> **Data shown**

----------------

PR #593, opened 2026-03-06
fix(android,ios): dead state after rapid present/dismiss

### LINKED ISSUE #590: Dead state after rapid present/dismiss — lazy loading race in onDidDismiss
## Description

After a few rapid open/close cycles, the sheet stops opening for the rest of the session. `present()` resolves without error but the sheet never appears. The only recovery is remounting the TrueSheet component (or restarting the app).

Affects **both Android and iOS** since the root cause is in the JS-side `TrueSheet.tsx` (shared layer).

We implemented app-side serialization as suggested in #573 (blocking present during closing, queueing, cooldowns). That fixed the rapid-tap race. But there's a separate issue in TrueSheet's lazy loading that app-side guards can't prevent.

## Impact

- `present()` resolves successfully — the app has no way to detect the failure
- The state is permanent until the component unmounts and remounts
- All subsequent `present()` calls silently no-op

## Root Cause — Lazy Loading Race

The race condition in `TrueSheet.tsx`:

1. Sheet is open, user swipe-dismisses
2. Native side runs cleanup → nulls internal sheet components (`coordinatorLayout`/`sheetView` on Android, equivalent on iOS)
3. Before JS `onDidDismiss` callback arrives, app calls `present()` → sets `this.isPresenting = true` (line 339)
4. `onDidDismiss` fires on JS side — sees `isPresenting === true` → **skips** `setState({ shouldRenderNativeView: false })` (line 274)
5. Next `present()` sees `shouldRenderNativeView` is still `true` → skips the lazy-load remount wait
6. Calls `presentByRef` → native finds null sheet components → "sheet is not ready" → resolves the promise silently
7. Native view is still in the React tree but the native sheet was destroyed by cleanup. All future `present()` calls hit "sheet is not ready" and silently resolve.

The core issue: `isPresenting` in `onDidDismiss` (line 274) prevents the `shouldRenderNativeView = false` reset needed to trigger a fresh mount cycle on the next `present()`.

## Why App-Side Guards Can't Prevent This

Even with lifecycle serialization, this race can still be hit because:
- The window between native `cleanupSheet()` and JS `onDidDismiss` is a bridge latency gap the app can't observe
- Once entered, `present()` resolves successfully — the app cannot detect the failure
- The "sheet is not ready" warning is logged natively but not surfaced to JS

## Suggested Fixes

**Option A:** In `present()`, check whether native sheet components exist before skipping the lazy-load mount wait. If `shouldRenderNativeView` is `true` but the native sheet was cleaned up, force a remount cycle.

**Option B:** In `onDidDismiss`, always set `shouldRenderNativeView = false` regardless of `isPresenting`. The in-flight present will trigger a remount via the existing lazy-load path.

**Option C:** Have native `presentByRef` reject the promise (instead of resolving) when sheet components are null, so the app can detect and recover.

## Environment

- react-native-true-sheet: 3.8.2
- React Native: 0.83
- Expo SDK: 55
- New Architecture / Fabric: enabled
- Platforms: Android and iOS

## Steps to Reproduce

1. Render a TrueSheet with lazy loading (default behavior)
2. Rapidly open and close the sheet (tap to open → swipe dismiss, repeat)
3. After a few cycles, the sheet stops opening
4. `present()` resolves without error but the sheet doesn't appear
5. All subsequent `present()` calls also silently fail until the component remounts

lodev09:
## Summary

Fixes dead state after rapid present/dismiss cycles where `present()` resolves without error but the sheet never appears.

- **Android**: Moved `createSheet()` and `setupScrollable()` from mount time (`addView`) to present time (`present()`), removing the early-return guard that checked for null sheet components
- **iOS**: Mirrored the Android pattern — moved scrollable setup from `mountChildComponentView` to `presentAtIndex:`, added `setupScrollable` helper for consistent usage across the view
- **Example**: Added stress test (long press "TrueSheet View" button) for rapid present/dismiss cycles

Closes #590

## Type of Change

- [x] Bug fix

## Test Plan

- Long press the "TrueSheet View" button in the example app to trigger 5 rapid present/dismiss cycles
- Verify sheet presents correctly after the stress test
- Verify normal present/dismiss still works
- Verify ScrollView sheets still scroll correctly

## Checklist

- [x] I tested on iOS
- [x] I tested on Android
- [ ] I tested on Web

### DIFF
--- a/CHANGELOG.md
+++ b/CHANGELOG.md
@@ -10,6 +10,7 @@
 ### 🐛 Bug fixes
 
 - **iOS**: Fixed keyboard scroll positioning when sheet auto-expands from a smaller detent. ([#592](https://github.com/lodev09/react-native-true-sheet/pull/592) by [@lodev09](https://github.com/lodev09))
+- **Android**: Fixed dead state after rapid present/dismiss cycles. ([#593](https://github.com/lodev09/react-native-true-sheet/pull/593) by [@lodev09](https://github.com/lodev09))
 - **iOS**: Fixed position change not emitting when detent or index changed. ([#584](https://github.com/lodev09/react-native-true-sheet/pull/584) by [@lodev09](https://github.com/lodev09))
 - **Android**: Use RN `BackHandler` for back press detection for reliability across Android versions. ([#580](https://github.com/lodev09/react-native-true-sheet/pull/580) by [@lodev09](https://github.com/lodev09))
 
--- a/android/src/main/java/com/lodev09/truesheet/TrueSheetView.kt
+++ b/android/src/main/java/com/lodev09/truesheet/TrueSheetView.kt
@@ -119,9 +119,6 @@ class TrueSheetView(private val reactContext: ThemedReactContext) :
 
     if (child is TrueSheetContainerView) {
       child.delegate = this
-      viewController.createSheet()
-      setupScrollable()
-
       val surfaceId = UIManagerHelper.getSurfaceId(this)
       eventDispatcher?.dispatchEvent(MountEvent(surfaceId, id))
     }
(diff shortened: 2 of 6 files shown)


lodev09:
:rocket: _This pull request is included in v3.10.0. See [Release 3.10.0](https://github.com/lodev09/react-native-true-sheet/releases/tag/v3.10.0) for release notes._

PR #598, opened 2026-03-10
fix: macOS Designed for iPhone — liquid glass background + mouse drag support

isaacrowntree:
## Summary

Two fixes for macOS **"Designed for iPhone/iPad"** compatibility mode (Apple Silicon):

### 1. Liquid glass background

`sheet.backgroundEffect` with `UIColorEffect` is silently ignored by the macOS compatibility layer. This causes the default iOS 26 liquid glass material to show through instead of the configured `backgroundColor`. The same binary works correctly on real iOS devices (tested iPhone 17 Pro, iOS 26.2).

**Fix:** Remove the early `return` when `NSProcessInfo.processInfo.isiOSAppOnMac` is `YES`, so `view.backgroundColor` is also set as a fallback alongside `backgroundEffect`.

### 2. Mouse drag gestures

`UISheetPresentationController`'s built-in pan gesture doesn't respond to mouse/trackpad input on Mac. Users can only interact with the sheet by tapping the grabber.

**Fix:** Add a custom `UIPanGestureRecognizer` on the `presentedView` (guarded by `isiOSAppOnMac`) that computes a projected landing position on release using the drag's cumulative translation + velocity (decelerating over ~0.3s), then snaps to the nearest detent. This mimics native iOS release-to-snap behavior.

- Gesture covers the header/grabber area — scroll view content remains scrollable at any detent
- Uses `resolvedHeightForIndex:` (now exposed in `TrueSheetDetentCalculator.h`) for accurate detent position calculations
- No mid-drag snapping = no jitter
- Both fixes are gated behind `NSProcessInfo.processInfo.isiOSAppOnMac` (iOS 14+) — zero change on real iOS devices

## Test plan

- [ ] Run on **macOS "Designed for iPhone/iPad"** — sheet has solid `backgroundColor`, no liquid glass
- [ ] Run on **macOS** — drag header/grabber area up/down with mouse, release to snap to nearest detent
- [ ] Run on **macOS** — fast flick up/down snaps in the flick direction
- [ ] Run on **macOS** — scroll view content scrolls normally at all detents
- [ ] Run on **physical iOS device (iOS 26+)** — sheet background and drag unchanged
- [ ] Run on **iOS Simulator** — no regression
- [ ] Test with `backgroundColor` set
- [ ] Test with `backgroundBlur` set (no `backgroundColor`)
- [ ] Test with `dismissible={false}` and `dismissible={true}`

Reproduction app: https://github.com/isaacrowntree/truesheet-macos-liquid-glass-repro

### DIFF
--- a/ios/TrueSheetViewController.mm
+++ b/ios/TrueSheetViewController.mm
@@ -853,7 +853,7 @@ static BOOL TrueSheetPositionStateEquals(TrueSheetPositionState a, TrueSheetPosi
 
 #if RNTS_IPHONE_OS_VERSION_AVAILABLE(26_1)
   if (@available(iOS 26.1, *)) {
-    if (!self.isDesignCompatibilityMode) {
+    if (!self.isDesignCompatibilityMode && [self.sheet respondsToSelector:@selector(setBackgroundEffect:)]) {
       if (self.backgroundColor) {
         self.sheet.backgroundEffect = [UIColorEffect effectWithColor:self.backgroundColor];
       } else if (hasBlur) {


lodev09:
I'm not confident hacking our way to make this work on mac. I'd rather wait for apple to officially support this natively.
Closing this.

PR #604, opened 2026-03-15
fix(ios): animate sheet back to detent on keyboard dismiss

TheOmran:
## Bug

When using custom detents (especially `'auto'`), dismissing the keyboard causes the sheet to **snap back** to its detent position instead of smoothly animating the transition. This affects any sheet with text inputs that uses custom or auto-sized detents.

## Root Cause

`TrueSheetKeyboardObserver` checks `isFirstResponderWithinSheet` before forwarding `keyboardWillChangeFrame:` notifications to delegates. When the keyboard **hides**, the first responder has already resigned by the time the notification fires, so the check returns `NO` and the hide event is silently dropped.

Without the hide event being forwarded, `UISheetPresentationController` recalculates the custom detent position without being wrapped in an `animateChanges:` block, causing the snap instead of a smooth animation.

## Fix

1. **Track keyboard state per sheet** — Added `_wasShowingForSheet` flag to `TrueSheetKeyboardObserver`. When the keyboard shows for this sheet, the flag is set. On keyboard hide, the first-responder check is skipped if the flag was set (then reset), ensuring the hide event is always forwarded when the keyboard was previously shown for this sheet.

2. **Forward keyboard hide to the sheet** — Registered `TrueSheetContainerView` as a keyboard observer delegate. On `keyboardWillHide:`, it notifies the delegate via a new optional `containerViewKeyboardWillHide` method.

3. **Force animated detent reconfiguration** — `TrueSheetView` implements `containerViewKeyboardWillHide` by calling `setupSheetDetentsForSizeChange`, which wraps the detent reconfiguration in `[sheet animateChanges:]`, forcing UIKit to animate the transition back to the custom detent.

## Videos

| Before | After |
|--------|-------|
| <video src="https://github.com/user-attachments/assets/62f0bea1-d216-4de3-aa2c-81e13f37349f" width="200" /> | <video src="https://github.com/user-attachments/assets/8b5811fa-3085-4fca-bb28-56f44d457f4f" width="200" /> |

## Files Changed

- `ios/core/TrueSheetKeyboardObserver.mm` — State tracking for keyboard show/hide per sheet
- `ios/TrueSheetContainerView.h` — New optional delegate method
- `ios/TrueSheetContainerView.mm` — Keyboard observer delegate implementation
- `ios/TrueSheetView.mm` — Animated detent reconfiguration on keyboard hide

### DIFF
--- a/CHANGELOG.md
+++ b/CHANGELOG.md
@@ -15,6 +15,7 @@
 - **Android**: Fixed dead state after rapid present/dismiss cycles. ([#593](https://github.com/lodev09/react-native-true-sheet/pull/593) by [@lodev09](https://github.com/lodev09))
 - **iOS**: Fixed position change not emitting when detent or index changed. ([#584](https://github.com/lodev09/react-native-true-sheet/pull/584) by [@lodev09](https://github.com/lodev09))
 - **Android**: Use RN `BackHandler` for back press detection for reliability across Android versions. ([#580](https://github.com/lodev09/react-native-true-sheet/pull/580) by [@lodev09](https://github.com/lodev09))
+- **iOS**: Fixed sheet snapping instead of animating back to detent on keyboard dismiss. ([#604](https://github.com/lodev09/react-native-true-sheet/pull/604) by [@TheOmran](https://github.com/TheOmran))
 
 ### 💡 Others
 


TheOmran:
@lodev09 🙏🏼

lodev09:
@TheOmran do you have a video showing before/after?

blixky:
Somebody pleaseeee merge this pr?

TheOmran:
> @TheOmran do you have a video showing before/after?

Updated PR description with videos! 🙂

lodev09:
@TheOmran I can't seem to replicate it. Are you able to in the repo example?

lodev09:
so I was able to replicate this after upgrading example to RN 0.83 (expo 55). This has something to do with RN internals and I'm investigating the cause. The animate dismiss behavior should be the default in UIKit, however RN is causing it to fail for some reason.

lodev09:
Okay I found it. Here's the related issue: https://github.com/facebook/react-native/issues/55116
PR or patch to fix: https://github.com/facebook/react-native/pull/55908

I'll just update troubleshooting in a separate PR for this since this is RN issue

lodev09:
https://github.com/lodev09/react-native-true-sheet/pull/632

PR #609, opened 2026-03-19
fix(ios): clean up gesture recognizer targets on sheet dismiss

davidecallegaro:
## Summary

- `setupGestureRecognizer` adds `handlePanGesture:` as a target to the presented view's and inner ScrollView's pan gesture recognizers via `addTarget:action:`, but there is no corresponding `removeTarget:action:` when the sheet disappears
- This leaves orphaned gesture handler targets that block scroll events on the presenting view controller when navigating away and returning (e.g. in a React Navigation stack)

## Changes

- **GestureUtil**: Added `detachPanGestureHandler:target:selector:` to mirror `attachPanGestureHandler`
- **TrueSheetViewController**: Added `cleanupGestureRecognizer` method
  - Called in `viewWillDisappear:` to remove targets before the view disappears
  - Re-attaches in `viewDidAppear:` when the sheet reappears (e.g. after a child sheet is dismissed)

## Reproduction

1. Present a TrueSheet with `scrollable={true}` on a screen
2. Navigate to another screen (push) while the sheet is presented
3. Navigate back
4. The presenting screen's ScrollView is frozen — cannot scroll, but buttons still work

## Test plan

- [x] Open sheet → navigate away → return: scroll works
- [x] Open sheet → present child sheet → dismiss child: parent sheet drag still works
- [x] Open sheet → dismiss normally: no regression


lodev09:
I tried looking into this more and I couldn't replicate the issue you are trying to fix here. Create an issue with a repro first then a PR that fixes, I'll confirm if this is actually an issue or something else is going on.

Closing

Issue #189, opened 2020-05-15
Inline tags


srid:
Allow using tags inline in the zettel content.

Example:

> Gaslighting is enabled by the victim's **@psychology/cognitive-distortion**
without which the victimizer is rendered powerless to influence their victim.

Meta tags should be supported, but now we parse for `@<tag>` in the body as well.

geier:
I'd like to put `#<tag>` forward as an alternative option. Not only have twitter and similar service made the `#<tag>` syntax ubiquitous, but also other note taking apps such as [vscode-markdown-notes](https://github.com/kortina/vscode-markdown-notes#find-all-references-to-tag) (used by foam), [Zettlr](https://www.zettlr.com/features), [Obsidian](https://obsidian.md/features),  [Roam Research](https://roamresearch.com/) and probably many more use it.

srid:
Note to self: internally, tags should be represented as yet another query -- no different from regular link queries. Just as links establish edges on the graph, so too will tags introduce a tag-labelled edge.

For example, the inline text `#daily` can be transformed internally into `<z:tag/daily>`, and then neuron can process tags in the same manner as links. Incidentally this makes implementing inline tags simpler.

It was @jared-w who prompted me into thinking about this, and maybe he has further ideas.

PR #230, opened 2020-06-11
Make title and YAML block optional

### LINKED ISSUE #181: Make title optional
In the absence of the title, use the first few words of the first paragraph. Consequently, the entire metadata block becomes optional. And people can just start typing notes with nothing but their thoughts.

cf. https://lobste.rs/s/kydg6q/neuron_0_4_zettelkasten_note_management

> Titles for cards. These, to me, are an error and lead to ideas being discarded that have value in context. Often it’s much easier to have an idea in context and to write it down. Forcing titling of ideas leads to ideas being discarded that would otherwise (in context) be valuable.

srid:
If no title is specified, use the H1 title (as raw string). If that is missing, use the first few letters of the first paragraph. Otherwise, use "Untitled".

Resolves #181

### DIFF
--- a/CHANGELOG.md
+++ b/CHANGELOG.md
@@ -11,7 +11,7 @@
 - Introduce new "uplink tree" view (#195)
 - Resilient error handling (#202, #215)
 - Added `neuron query --graph` to get the entire graph as JSON export
-- YAML block is now optional, and native Markdown H1 titles are supported (#230)
+- YAML block is now optional; title is also optional, while native Markdown H1 titles are now supported (#230)
 - Bug fixes
   - Fix 'neuron new' generating invalid Markdown when title contains special characters (#163)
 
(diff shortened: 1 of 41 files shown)


dpaetzel:
Hi, let me start by saying that I just recently discovered `neuron` and I'm a big fan :slightly_smiling_face: Great work!

A question though: What is the reasoning behind not putting titles specified via the CLI argument into the YAML any more? (I'm just curious :wink: )

srid:
@dpaetzel The thinking is that going forward we would use the new-style title (`# The title`) *by default*. In conjunction with tags also moving to the body (see #189), the YAML would become strictly unnecessary (except for specifying date).

If that's not desirable for some users' workflow, then we could certainly add an option to `neuron new` like `--title-in-yaml` that preserves the old behaviour (PR welcome!).

dpaetzel:
> the YAML would become strictly unnecessary (except for specifying date)

Makes a lot of sense to me! :)

PR #249, opened 2020-06-25
Document systemd+home-manager usage

Nadrieril:


srid:
Nice. Can you put this on its own zettel?

(In future, I plan to create a 'Deployment' zettel, and then your zettel could be put under that along with CI/CD setup zettels)

Nadrieril:
If I do, from where should I link to it?

srid:
For now, link to it from "Declarative Install".

>

Nadrieril:
Done

PR #258, opened 2020-06-29
Make graph queries output JSON that is consistent with zettel queries

felko:
Fixes #254, needed for <https://github.com/felko/neuron-mode/issues/30>

The new JSON output looks like this:

- `--backlinks-of`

----------------

> **Exercise objective**
Output only the number of lines in the listing that contain the string "away".

> **Worked solution**
2